The finished film version of “Young Men and Fire” premiered Sept. 15 at the Camden Film Festival in Maine.
The inspiration for an extended AIFF season, Herskowitz says, is the fact that word-of-mouth support for certain films grew over the five-day festival, and viewers wanted the April season extended. It wasn’t possible, so the festival opened a September extension.
Best of the Fests will continue on Saturday and Sunday with three screenings of AIFF 2018 highlights at Collaborative Theatre Project, 555 Medford Center, Medford. Look for “Symphony for Nature: The Britt Festival at Crater Lake” and “The Reluctant Radical,” the latter accompanied in person by Portland environmental activist Ken Ward. Also screening will be “Mr. Fish: Cartooning from the Deep End,” followed by a Skype conversation with cartoonist Dwayne Booth and director Pablo Bryant.
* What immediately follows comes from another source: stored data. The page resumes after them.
Issue #967, opened 2026-03-11
Loss scalers for spectral losses


sahahner:
### Is your feature request related to a problem? Please describe.

Spectral losses have been implemented in PR #788.
In a next step, we want to introduce loss scalers in the spectral dimension to be able to scale the different wave numbers.

### Describe alternatives you've considered

At the moment, we disable the loss scalers over the node dimension for spectral losses; therefore no scaling is applied in the spectral dimension, and the losses are added over the spectral dimension.

### Organisation

ECMWF

PR #992, opened 2026-03-19
feat(training): loss scalers for spectral losses and power spectrum loss

### LINKED ISSUE #725: Current loss reduction logic makes scaling over GRID dimension mandatory
In some situations, such as in the case of spectral losses (#678), the loss scaling over the GRID dimension has to be avoided as it becomes meaningless in the spectral space. However, if a user specifies a list of scalers that does not include a scaling over the GRID dimension, they will reach an error due to this:

https://github.com/ecmwf/anemoi-core/blob/dba42684794422e46b16c76f4c17a6db4859fd2c/training/src/anemoi/training/losses/base.py#L109-L114

it turns out this is related to how the reduction logic of the loss is implemented. For the GRID dimension, the values of the loss are first reduced via a sum, not a mean, and it is then assumed that the (weighted) average is implicitly computed later via the scaler. This is not ideal because in practice it makes the scaler over the GRID dimension mandatory, even when it's not needed. The current workaround is to specify a uniform scaling as suggested in the error message.

Ideally, we should use averaging directly in the reduction instead of delegating to the scaler.

sahahner:
This pull request introduces several important updates to the spectral loss and scaling framework. The main changes are the addition of new spectral dimension scalers, the depreciation of the `SpectralL2Loss`, introduction of a new `PowerSpectrumLoss`, and enhancements to ensure compatibility of scalers with spectral losses. Associated tests and imports are updated accordingly.

**Spectral Losses and Scalers:**
- Added new spectral dimension scalers: `SpectralDimensionScaler` and `LinearSpectralDimensionScaler`, providing uniform and linearly weighted scaling over spectral dimensions. 
- Introduced tests for the new spectral dimension scalers to verify correct behavior and formulas.

**Loss Function Updates:**
- Depercate `SpectralL2Loss`, as it is an expensive version of the MSE
- Introduce the `PowerSpectrumLoss`, which computes L2 loss on the power spectrum (energy per total wavenumber). All relevant imports, test cases, and references have been updated to use `PowerSpectrumLoss`. 

**Compatibility and Validation:**
- Added `_assert_spectral_scalers_compatible` to ensure that scalers applied on the grid dimension in spectral losses are correctly sized for the spectral domain, preventing mismatches between scaler and data shapes. 

## Description
Issue: https://github.com/ecmwf/anemoi-core/issues/967

Introduce scalers for Spectral L2 losses.

[](https://github.com/ecmwf/anemoi-core/issues/967)

----
📚 Documentation preview 📚: https://anemoi-training--992.org.readthedocs.build/en/992/

----
📚 Documentation preview 📚: https://anemoi-graphs--992.org.readthedocs.build/en/992/

----
📚 Documentation preview 📚: https://anemoi-models--992.org.readthedocs.build/en/992/


training/src/anemoi/training/losses/spectral.py
```diff
@@ -158,18 +209,20 @@ def forward(
...
-            pred_spectral = self._to_spectral_flat(pred)
-            target_spectral = self._to_spectral_flat(target)
-            diff = torch.abs(pred_spectral - target_spectral) ** 2
+        sc_pred = self.transform.forward(pred)
+        sc_target = self.transform.forward(target)
+        pred_amp = torch.sum(
+            sc_pred.real**2 + sc_pred.imag**2,
+            dim=-2,
+        )  # sum over order (M) dim to get power per wavenumber
+        target_amp = torch.sum(sc_target.real**2 + sc_target.imag**2, dim=-2)
```
frazane: This way of computing the power per wavenumber is valid for the SHT but not for the FFT. Would it make sense to move such operations on the transform classes themselves? This way, from inside the losses we can call the same methods but the implementation will be different (and correct) based on the transform.

sahahner: yes, good point. we can move this into the transform class and use an assert to check whether this is defined

sahahner:
Putting this into draft mode as main has moved on and people use this branch for experiments. Scalers and Power Spectrum Loss moved to this PR: https://github.com/ecmwf/anemoi-core/pull/1253

PR #1000, opened 2026-03-22
fix: allow control of multiprocessing context in the DataLoader

b8raoult:
## Description

We now use the [obstore](https://developmentseed.org/obstore/latest/) package to access S3, as it is also used by Zarr3. The package is mostly written in Rust, and does asynchronous I/O using the [Rust Tokio library](https://github.com/tokio-rs/tokio). Because of that, if one wants to train directly from S3, the Rust library will be running multiple threads, which are started at the beginning of the training, as the graph code enquires the latitudes/longitudes, amongst other calls. When the DataLoader forks its workers, the Rust threads are not inherited in the child processes and the training either hangs or segfault. This can be fixed by setting Python's [multiprocessing](https://docs.python.org/3/library/multiprocessing.html) mode to "spawn".

This change allows to user to control the multiprocessing mode from the hydra config.

Please note that more and more Python packages are using Rust.

PS: We can consider using "spawn" as the default.

##  Additional notes ##

----
📚 Documentation preview 📚: https://anemoi-training--1000.org.readthedocs.build/en/1000/

----
📚 Documentation preview 📚: https://anemoi-graphs--1000.org.readthedocs.build/en/1000/

----
📚 Documentation preview 📚: https://anemoi-models--1000.org.readthedocs.build/en/1000/


training/src/anemoi/training/schemas/dataloader.py
```diff
@@ -136,3 +136,5 @@ class DataLoaderSchema(PydanticBaseModel):
     # TODO(Helen): Check that this equal or greater than the number of rollouts expected by callbacks ???
     read_group_size: PositiveInt = Field(example=None)
     "Number of GPUs per reader group. Defaults to number of GPUs (see BaseSchema validators)."
+    multiprocessing_context: str | None = Field(example=None)
```
HCookie:
```suggestion
    multiprocessing_context: str | None = Field(default=None, examples=[None, 'spawn', 'fork', 'forkserver'])
```
I would suggest adding a default

cathalobrien: good idea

The programming culminates on Sunday with Best of the AIFF 2018 Shorts, selected and introduced by Herskowitz and senior programmer John Stadelman.
Tickets for “Young Men and Fire” at the Varsity Theatre are $12, $10 for students and seniors. Tickets for screenings at Collaborative Theatre are $10, $9 for students and seniors.
Proceeds from these screenings will benefit AIFF and the Wildland Firefighter Foundation. See ashlandfilm.org for details.